PDB (Program Database) defines the named streams within the MSF: the PDB info stream (versioning, GUID, age), the TPI stream (type info), the IPI stream (id info, separated in newer toolchains), the DBI stream (per-module info), the public symbol stream, the global symbol stream, the section contribution stream, and one Module Information Stream per compilation unit.

CodeView is the encoding of the type records and symbol records that live inside the TPI, IPI, and per-module streams. CodeView dates back to Microsoft's pre-Win32 debugger format. CodeView records describe types (structs, unions, enums, classes, function signatures), symbols (locals, params, public symbols, inlined frames), and line tables.

When MSVC or clang-cl compiles a `.c` / `.cpp` file with `/Zi`, the compiler emits CodeView records into the resulting `.obj` file (in the `.debug$S` and `.debug$T` sections). When the linker (`link.exe` or `lld-link`) runs, it merges all the per-object CodeView records, deduplicates types via a hash, and writes the result as a separate `.pdb` file referenced from the `.exe` via a PE debug directory entry.

The debugger (WinDbg, Visual Studio, lldb on Windows) opens the `.exe` or `.dll`, follows the debug directory to the PDB, opens the PDB, and uses its symbol streams to map PC to source and to enumerate locals.

## §3 Platform coverage (May 2026)

Producing PDB:

- Windows native: MSVC `cl /Zi` + `link /DEBUG`, clang-cl + lld-link.
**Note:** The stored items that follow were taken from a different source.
PR #5307, opened 2019-08-16
fix: improve invalid spec error message

kanitw:
Motivation: a user has a typo in the syntax and was a bit shocked to see just  "Invalid spec" error, which isn't very helpful.

### DIFF
--- a/src/log/message.ts
+++ b/src/log/message.ts
@@ -9,6 +9,7 @@ import {DateTime, DateTimeExpr} from '../datetime';
 import {Mark} from '../mark';
 import {Projection} from '../projection';
 import {ScaleType} from '../scale';
+import {GenericSpec} from '../spec/index';
 import {Type} from '../type';
 import {stringify} from '../util';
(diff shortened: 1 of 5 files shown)


src/log/message.ts
```diff
@@ -17,7 +18,11 @@ import {VgSortField} from '../vega.schema';
  * Collection of all Vega-Lite Error Messages
  */
 
-export const INVALID_SPEC = 'Invalid spec';
+export function invalidSpec(spec: GenericSpec<any, any>) {
+  return `Invalid specification ${JSON.stringify(
+    spec
+  )}.  Make sure the specification include one of the following properties: "mark", "layer", "facet", "hconcat", "vconcat", "concat", or "repeat".`;
```
domoritz:
```suggestion
  )}.  Make sure the specification includes at least one of the following properties: "mark", "layer", "facet", "hconcat", "vconcat", "concat", or "repeat".`;
```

Fully supported.
- Linux/macOS cross: clang plus lld-link can produce PE binaries with PDBs from a Linux host. Rust on Windows targets uses this path when cross-compiling.
- Go: produces PE binaries with embedded DWARF, not PDB. WinDbg and Visual Studio cannot debug Go binaries natively; you use Delve.

Consuming PDB:

- Windows: WinDbg, Visual Studio, Visual Studio Code C++ extension, all native and feature-complete.
- Linux/macOS: lldb has limited PDB read support via the LLVM `PDB` library. gdb does not read PDB.
- llvm-pdbutil works on Linux for low-level dump/inspect but cannot do "show me locals at this PC" because the `pretty` subcommand depends on the Windows DIA SDK and is unavailable cross-platform.

## §4 Current status (May 2026)

LLVM 22 (released early 2026) and the in-development LLVM 23 continue incremental PDB work. The LLVM PDB writer has been considered feature-complete since around LLVM 7 (2018) per Reid Kleckner's talk. It is what powers clang-cl, lld-link, and Rust on Windows.

Microsoft's own toolchain (MSVC 17.13 in Visual Studio 2022 17.13, May 2025) continues to be the gold standard for PDB production. MSVC PDB output is bit-for-bit different from LLVM's but semantically equivalent for debuggers.

Production users:

- Every C/C++ developer on Windows produces PDBs.
- Rust on Windows produces PDB (LLVM-based).
- Chromium for Windows produces PDBs that get uploaded to Microsoft's public symbol server.
- Go does not produce PDB (it uses DWARF embedded in PE, which is rare but valid).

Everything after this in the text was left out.